Measures of variability
It is often desirable to consider measures of variability (dispersion), as well as measures of location.
For example, in choosing supplier A or supplier B we might consider not only the average delivery time for each, but also the variability in delivery time for each
Forms of measures of variability
Range Variance Standard Deviation Coefficient of variation Interquartile range
Range
The range of a data set is the difference between the largest and smallest data values.
It is the simplest measure of variability
It is very sensitive to the smallest and largest data values
Variance
The variance is a measure of variability that utilizes all the data.
It is based on the difference between the value of each observation (xi) and the mean
(xbar for a sample,
mu for a population).
The variance is the average of the squared
differences between each data value and the mean.
Standard Deviation
The standard deviation of a data set is the positive square root of the variance.
It is measured in the same units as the data, making it more easily interpreted than the variance.
Coefficient of variation
The coefficient of variation indicates how large the standard deviation is in relation to the mean.
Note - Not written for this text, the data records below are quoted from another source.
PR #1762, opened 2022-03-13
Escape periods in "projectile-globally-ignored-directories"

maxtrussell:
The unescaped periods were causing unexpected directories to be ignored.

E.g. for the following go project, the configitem directory was ignored because it matched the regex ".git":
```
$ find pkg -type f
pkg/metrics/argus.go
pkg/secrets/secrets.go
pkg/dynamo/dynamo.go
pkg/utils/types.go
pkg/utils/utils.go
pkg/utils/errors.go
pkg/configitem/configitem.go
pkg/api/handlers.go
pkg/api/middleware.go
```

Distribution Shape: Skewness
Symmetrical, Skewness = 0, median and mean are the same, perfect bell curve
Moderately skewed to the left
mean will be less than the median
Moderately skewed to the right
mean will be more than the median
Z-Score
The z-score is often called the standardized value.
It denotes the number of standard deviations a data value xi is from the mean
An observation’s z-score is a measure of the relative location of the observation in a data set.
A data value less than the sample mean will have a z-score less than zero
A data value greater than the sample mean will have a z-score greater than zero
A data value equal to the sample mean will have a z-score of zero
Empirical Rule
For data having a bell-shaped distribution:
- 26% of the values of a normal random variable are +/- 1 standard deviations of the mean
- 44T of the values of a normal random variable are +/- 2 standard deviations of the mean
- 72% of the values of a normal random variable are +.- 3 standard deviations of the mean
Covariance
The covariance is a measure of the linear association between two variables.
Positive values indicate a positive relationship
Negative values indicate a negative relationship
Correlation Coefficient
Correlation is a measure of linear association and not necessarily causation
Just because two variables are highly correlated, it does not mean that one variable is the cause of the other
The coefficient can take on values between -1 and +1
Values near -1 indicate a strong negative linear relationship
Values near +1 indicate a strong positive linear relationship
Steps of Hypothesis Testing:
Step 1. Develop the null and alternative hypothesis
Step 2. specify the level of significance
Step 3. Collect the sample data and compute the value of the test statistic
p-value approach:
Step 4. Use the value of the test statistic to compute the p-value
Step 5. reject the null hypothesis if the p-value is less than or equal to sigma (the standard deviation)
Critical Value Approach:
Step 4. Use the level of significance to determine the critical value and the rejection rule
Step 5. Use the value of the test statistic and the rejection rule to determine whether to reject the null hypothesis.